Unfortunately, the last two aims were not achieved; the result for the third aim was inconclusive. We were not able to transfect ERG plasmid neither in PC-3 cells nor in HeLa cells (Figure 10). Inefficient plasmid transfection might result from inappropriate or ineffective plasmid concentration, inappropriate transfection reagents, the degradation of the plasmid after the transfection, and excess toxicity in cell lines. The solutions for future studies are to use different cell lines, different plasmid concentration, different transfection reagent, and to better optimize the reagent to plasmid ratio.

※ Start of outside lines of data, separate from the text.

PR #1084, opened 2020-04-18
fix: DateTime2 nanosecondsDelta property name

bitman-decodelog:
nanosecondsDelta property name was invalid


arthurschreiber:
Thanks! The change looks good from a quick glance. I'll double check why the build is failing.

hlobil (approved):

Issue #1074, opened 2020-04-06
RangeError [ERR_BUFFER_OUT_OF_BOUNDS]: Attempt to write outside buffer bounds


arpitgupta2405:
Hi @IanChokS , I guess you haven't read my issue clearly (https://github.com/tediousjs/tedious/issues/1035).

I'm trying to connect to MSSQL Server only. But if I specify the port number as 3306, I get an uncaught RangeError. How do I catch that error?

IanChokS:
@arpitgupta2405 You mentioned that 

> I have Mysql running on the port 3306

That's why I closed the issue, because Tedious isn't built for MySQL Server.

arpitgupta2405:
@IanChokS , the problem is we take the connection config from the end user and there are times when end user specifies port as 3306 by mistake for the mssql connection, so in that case my server breaks.

So it will be better if you can add try and catch for this error, so it becomes easy for me to handle this case and my server doesn't break.

Let me know if there is still some confusion.

IanChokS:
Have you implemented error handling in your application to catch errors that tedious throws? 

I think the error is being thrown when establishing a `new connection(config)` in tedious. Maybe try to do a `try catch` around that to see if your able to catch it?

arpitgupta2405:
Hi @IanChokS , I have all the error handlers in place for tedious and even tried using try and catch for new connection(config) but none of those worked.

IanChokS:
Can you show what error handlers you have for tedious?

arpitgupta2405:
const { Request, Connection } = require('tedious')

const connectionConfig = {
  authentication: { 
    type: 'default',
    options: {
      userName: '<my user name>',
      password: '<my password>'
    }
  },
  server: '<sever host>',
  options: {
    database: '<db>',
    encrypt: true,
    port: 3306,
    packetSize: 32768
  }
}

const connection = new Connection(connectionConfig)

function rowHandler () {
  // save the result
}

function errorHandler () {
  // handle the error
}

let queryToRun = 'sql query'

let request = new Request(queryToRun, (err, rowCount) => {
  if (err) {
    // handle error
  }
  // cleaning up the connection
})

request.on('error', errorHandler)

request.on('row', rowHandler)

connection.on('error', errorHandler)

connection.execSql(request)

arpitgupta2405:
Is there any update?

arpitgupta2405:
@IanChokS , is there nay update on this?

IanChokS:
[...]

PR #1101, opened 2020-05-28
Added an additional check to prevent ERR_OUT_OF_BOUNDS error

arpitgupta2405:
**Before submitting a PR :**

### DIFF
--- a/src/incoming-message-stream.ts
+++ b/src/incoming-message-stream.ts
@@ -49,7 +49,7 @@ class IncomingMessageStream extends Transform {
       // Get the full packet length
       const length = this.bl.readUInt16BE(2);
 
-      if (this.bl.length >= length) {
+      if (this.bl.length >= length && length >= HEADER_LENGTH) {
         const data = this.bl.slice(0, length);
         this.bl.consume(length);
 


arthurschreiber:
Thanks for this contribution! Is there an issue open already that describes when this was happening? Or can you provide a reproducible test case that shows what this is fixing exactly?

arthurschreiber:
Ah, perfect, I see you referenced this PR in an existing issue. Thanks!

arpitgupta2405:
I was facing https://github.com/tediousjs/tedious/issues/1074 and I did some research on tedious and found that this PR fixes the issue.

arpitgupta2405:
How do I restart the checks?

arthurschreiber:
@arpitgupta2405 👋 Usually the build restarts whenever you push a new change (or perform force push). Don't worry about the failures due to commit message linting - I can fix this on my side when merging the changes.

src/incoming-message-stream.ts
```diff
@@ -49,7 +49,7 @@ class IncomingMessageStream extends Transform {
       // Get the full packet length
       const length = this.bl.readUInt16BE(2);
 
-      if (this.bl.length >= length) {
+      if (this.bl.length >= length && length >= HEADER_LENGTH) {
```
arthurschreiber, line 52: I'm wondering if it would make sense to call `callback` with an error here, if `length` is either smaller than `HEADER_LENGTH` or larger than the previously negotiated packet length? 🤔

arpitgupta2405: I don't think we need a callback with an error at this place.

arthurschreiber: The stream API expects errors to be returned back via the `callback` that is passed to the `_transform` method. This callback is passed from `_transform` down to `processBufferedData`.

If the length we read from the packet is invalid, this means the whole stream is "corrupted" and the connection should be shut down and for sure can't be used anymore. The proper way to signal this back is to call `callback` with an `Error` parameter and return from  any further processing in `processBufferedData`. This way the error gets bubbled up to wherever the `IncomingMessageStream` is used.

Optimally, this should then cause the connection to be closed properly, but I'm not sure if that's going to happen without testing this properly.

With the fix you put in place here, the initial error you encountered is no longer happening (so the Node process is not going to crash), but I think this is silently corrupting the connection and making it stuck, until the underlying socket times out or the server side closes the connection forcefully.

Does this make sense? 🙇‍♂️

arpitgupta2405: Making sense now. I had to manually close the connection on the server side.

arthurschreiber:
Closing this one out in favor of #1102.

As a future development, the effect of FUS binding to TMPRSS2 and TMPRSS2-ERG mRNA transcripts on the prostate cancer cells proliferation should be studied. These prospective research projects should consider using different cell lines and transfection methods in their protocols. Moreover, there is sill a lack of insights on how FUS binds wild-type TMPRSS2 and fusion mRNA transcripts. Additional studies may be performed using bioinformatics approach, such as an RNA-binding protein predictor (RBPPred) to predict RNA and RNA-binding proteins interactions from sequences using the support vector maching (SVM) (Zhang & Liu, 2017), or RNA Bioinformatics Center within the German Network of Bioinformatics Infrastructure for prediction of binding motifs (Backofen et al, 2017).

Conclusion

This master thesis confirms that FUS protein can bind wild-type TMPRSS2 mRNA transcript in LNCaP cells and can also bind TMPRSS2-ERG fusion mRNA transcript in VCaP cells. The results from this study are useful for future research, studying possible effects of FUS binding in the proliferation of prostate cancer cells. Such increased understanding of these molecular mechanisms of prostate cancer may, in the prospect years, benefit patient survival prognosis and therapeutic approaches, such as drug discovery and development.

30

Acknowledgements

The thesis project was performed as a part of a study supported by the grant from the Academy of Finland. Moreover, I would like to express my gratitude to my supervisors, Leena Latonen and Mauro Scaravilli, for giving me this opportunity to work on this project for my master thesis, helping me with daily lab works and giving valuable comments and feedback on the research plan and the thesis. I also would like to say thank you to my family and friends for their encouragements that have been keeping me motivated and inspired to finish my thesis in a given timeframe. Last but not least, I would like to appreciate myself who does not give up when feeling down and tired, and achieves his goal within two years.